Opel PSA Group und GM bestätigen Kaufgespräche

Dienstag, 14. Februar 2017
Wird Opel von PSA Peugeot Citroën übernommen?
Wird Opel von PSA Peugeot Citroën übernommen?
Foto: Opel

Der französische Autohersteller PSA Peugeot Citroën erwägt Medienberichten zufolge eine Übernahme der General-Motors-Tochter Opel.

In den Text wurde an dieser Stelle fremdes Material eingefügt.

PR #884, opened 2024-03-09
Enhance manifest structure validation and add debug logging

AlgirdasDubickas:
This commit introduces several improvements to the manifest file processing logic to ensure robustness and ease of debugging:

Die französische Nachrichtenagentur AFP zitierte am Dienstag einen Unternehmens-Sprecher, PSA "erkunde die Möglichkeit, Opel zu übernehmen".
Noch ist nichts in trockenen Tüchern. Aber nach derzeitigem Stand gibt es zwischen GM und Peugeot Gespräche über die Zukunft von Opel. Die Nachrichtenagentur Bloomberg hatte unter Berufung auf mit der Angelegenheit vertraute Personen berichtet, PSA, zu dem französischen Konzern gehören die Marken Peugeot, Citroën und DS, habe Interesse an der Übernahme der Europasparte des US-Autobauers General Motors.
Am späten Nachmittag haben General Motors und PSA Group die Sondierung bestätigt. Man überprüfe regelmäßig im Rahmen der bestehenden Kooperation - die bisher drei Projekte in Europa umfasst - eine Ausdehnung der Synergien. Man erwäge zahlreiche strategische Initiativen zur Verbesserung der Rentabilität und der operativen Effizienz, "darunter eine mögliche Übernahme von Opel  und Vauxhall durch PSA". Eine Vereinbarung könne in den kommenden Wochen zustande kommen, hieß es. Allerdings könnten die Gespräche auch noch scheitern.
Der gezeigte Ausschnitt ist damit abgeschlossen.